> _What you have to do_
Print all the data, keeping every line exactly as it is.
(Data begins)
PR #1133, opened 2026-07-04
Fixed that `.Edit()` operations would not defer notifications for new subscriptions occurring during the edit.

### LINKED ISSUE #1129: [Bug]: `ArgumentException: An item with the same key was already added` with Filter on 9.4.31+
### Describe the bug 🐞

I ran into the following exception in my application:
```
System.ArgumentException: An item with the same key has already been added. Key: GroupId { Value = 2047 }
   at System.Collections.Generic.Dictionary`2.TryInsert(TKey key, TValue value, InsertionBehavior behavior)
   at System.Collections.Generic.Dictionary`2.Add(TKey key, TValue value)
   at DynamicData.ChangeAwareCache`2.Add(TObject item, TKey key) in /_/src/DynamicData/Cache/ChangeAwareCache.cs:line 75
   at DynamicData.Cache.Internal.Filter.Static`2.<>c__DisplayClass0_1.<Create>b__1(IChangeSet`2 upstreamChanges) in /_/src/DynamicData/Cache/Internal/Filter.Static.cs:line 36
   at System.Reactive.Linq.ObservableImpl.Select`2.Selector._.OnNext(TSource value)
```

After investigation it appears in DynamicData 9.4.31 and newer and only seems to happen when multiple `SourceCache`s, multiple subscriptions and multiple schedulers are applied.

### Step to reproduce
(Data ends)
> _Exercise response_
PR #1133, opened 2026-07-04
Fixed that `.Edit()` operations would not defer notifications for new subscriptions occurring during the edit.

### LINKED ISSUE #1129: [Bug]: `ArgumentException: An item with the same key was already added` with Filter on 9.4.31+
### Describe the bug 🐞

I ran into the following exception in my application:
```
System.ArgumentException: An item with the same key has already been added. Key: GroupId { Value = 2047 }
   at System.Collections.Generic.Dictionary`2.TryInsert(TKey key, TValue value, InsertionBehavior behavior)
   at System.Collections.Generic.Dictionary`2.Add(TKey key, TValue value)
   at DynamicData.ChangeAwareCache`2.Add(TObject item, TKey key) in /_/src/DynamicData/Cache/ChangeAwareCache.cs:line 75
   at DynamicData.Cache.Internal.Filter.Static`2.<>c__DisplayClass0_1.<Create>b__1(IChangeSet`2 upstreamChanges) in /_/src/DynamicData/Cache/Internal/Filter.Static.cs:line 36
   at System.Reactive.Linq.ObservableImpl.Select`2.Selector._.OnNext(TSource value)
```

After investigation it appears in DynamicData 9.4.31 and newer and only seems to happen when multiple `SourceCache`s, multiple subscriptions and multiple schedulers are applied.

### Step to reproduce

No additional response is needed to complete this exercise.